DATA IN THIS EXERCISE:
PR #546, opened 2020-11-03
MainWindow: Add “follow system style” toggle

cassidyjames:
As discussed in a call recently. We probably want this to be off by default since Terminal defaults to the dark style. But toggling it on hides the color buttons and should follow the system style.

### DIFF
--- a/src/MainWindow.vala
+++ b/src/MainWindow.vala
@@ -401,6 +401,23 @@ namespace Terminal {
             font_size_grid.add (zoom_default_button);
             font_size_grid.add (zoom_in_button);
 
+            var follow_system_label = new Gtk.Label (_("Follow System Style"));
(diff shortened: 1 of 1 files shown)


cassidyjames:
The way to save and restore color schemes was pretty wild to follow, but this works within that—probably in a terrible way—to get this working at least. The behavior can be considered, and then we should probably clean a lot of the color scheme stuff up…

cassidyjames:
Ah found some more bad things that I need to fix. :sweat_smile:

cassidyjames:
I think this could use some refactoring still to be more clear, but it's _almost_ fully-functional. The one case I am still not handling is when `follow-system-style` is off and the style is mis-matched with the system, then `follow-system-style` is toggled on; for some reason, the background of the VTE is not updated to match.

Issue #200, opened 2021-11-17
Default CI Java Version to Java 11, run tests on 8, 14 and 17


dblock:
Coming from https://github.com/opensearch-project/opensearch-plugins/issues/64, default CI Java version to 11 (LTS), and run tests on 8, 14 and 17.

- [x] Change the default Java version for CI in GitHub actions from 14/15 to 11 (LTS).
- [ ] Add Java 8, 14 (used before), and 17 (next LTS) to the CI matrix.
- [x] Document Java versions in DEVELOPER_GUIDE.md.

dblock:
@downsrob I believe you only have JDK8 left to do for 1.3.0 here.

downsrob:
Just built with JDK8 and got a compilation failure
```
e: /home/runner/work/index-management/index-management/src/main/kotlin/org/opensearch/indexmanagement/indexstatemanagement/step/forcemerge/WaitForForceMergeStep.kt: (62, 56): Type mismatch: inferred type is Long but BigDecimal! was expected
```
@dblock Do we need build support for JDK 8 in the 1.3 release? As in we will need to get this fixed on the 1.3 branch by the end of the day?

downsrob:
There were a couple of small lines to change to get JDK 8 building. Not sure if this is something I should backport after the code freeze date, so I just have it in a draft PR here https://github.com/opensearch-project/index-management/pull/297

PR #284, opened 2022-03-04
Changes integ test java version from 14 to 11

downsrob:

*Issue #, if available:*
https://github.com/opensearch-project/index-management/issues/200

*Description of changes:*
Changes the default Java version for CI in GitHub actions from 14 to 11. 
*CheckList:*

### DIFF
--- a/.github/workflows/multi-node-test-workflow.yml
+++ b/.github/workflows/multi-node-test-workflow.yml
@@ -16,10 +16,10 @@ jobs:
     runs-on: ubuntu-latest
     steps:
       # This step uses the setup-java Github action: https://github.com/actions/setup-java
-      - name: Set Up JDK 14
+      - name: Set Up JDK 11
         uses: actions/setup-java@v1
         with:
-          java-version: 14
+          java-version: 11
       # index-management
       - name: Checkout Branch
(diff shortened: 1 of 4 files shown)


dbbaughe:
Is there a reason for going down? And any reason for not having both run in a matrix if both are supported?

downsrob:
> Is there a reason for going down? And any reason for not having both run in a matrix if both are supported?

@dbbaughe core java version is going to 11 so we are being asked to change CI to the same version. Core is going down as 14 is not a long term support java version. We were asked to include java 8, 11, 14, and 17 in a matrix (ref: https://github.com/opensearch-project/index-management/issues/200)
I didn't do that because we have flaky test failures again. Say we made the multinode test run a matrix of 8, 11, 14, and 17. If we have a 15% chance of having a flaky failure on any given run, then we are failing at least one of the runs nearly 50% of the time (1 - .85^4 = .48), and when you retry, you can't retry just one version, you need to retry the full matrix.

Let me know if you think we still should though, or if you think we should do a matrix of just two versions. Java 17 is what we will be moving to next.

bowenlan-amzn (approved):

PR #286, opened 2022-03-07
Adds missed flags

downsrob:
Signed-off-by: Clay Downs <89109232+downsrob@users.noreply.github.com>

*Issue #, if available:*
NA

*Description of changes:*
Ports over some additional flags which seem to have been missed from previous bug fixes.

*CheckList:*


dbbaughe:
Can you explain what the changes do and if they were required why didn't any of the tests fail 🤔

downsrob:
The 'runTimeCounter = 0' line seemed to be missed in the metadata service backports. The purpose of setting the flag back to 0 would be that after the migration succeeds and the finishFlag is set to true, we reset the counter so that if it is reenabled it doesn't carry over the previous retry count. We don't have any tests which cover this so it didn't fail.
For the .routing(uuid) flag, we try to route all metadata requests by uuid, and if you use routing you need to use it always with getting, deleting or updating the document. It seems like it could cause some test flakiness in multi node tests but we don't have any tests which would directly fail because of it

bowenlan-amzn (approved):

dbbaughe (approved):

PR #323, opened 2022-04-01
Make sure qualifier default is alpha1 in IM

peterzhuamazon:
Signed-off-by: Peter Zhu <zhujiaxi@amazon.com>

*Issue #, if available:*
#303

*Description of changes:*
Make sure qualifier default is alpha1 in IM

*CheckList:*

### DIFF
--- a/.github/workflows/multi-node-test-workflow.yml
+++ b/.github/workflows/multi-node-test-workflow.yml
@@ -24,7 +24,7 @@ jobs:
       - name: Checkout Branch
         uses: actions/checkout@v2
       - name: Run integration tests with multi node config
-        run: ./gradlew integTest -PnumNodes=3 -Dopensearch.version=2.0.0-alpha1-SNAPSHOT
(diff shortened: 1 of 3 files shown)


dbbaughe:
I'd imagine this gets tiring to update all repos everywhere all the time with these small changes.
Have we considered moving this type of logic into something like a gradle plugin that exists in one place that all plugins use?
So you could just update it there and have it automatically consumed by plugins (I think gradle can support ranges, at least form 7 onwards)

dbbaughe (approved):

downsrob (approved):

EXERCISE GOAL: Report each line of the data that includes the string "both".

SOLUTION FOR THIS EXERCISE:
Is there a reason for going down? And any reason for not having both run in a matrix if both are supported?
> Is there a reason for going down? And any reason for not having both run in a matrix if both are supported?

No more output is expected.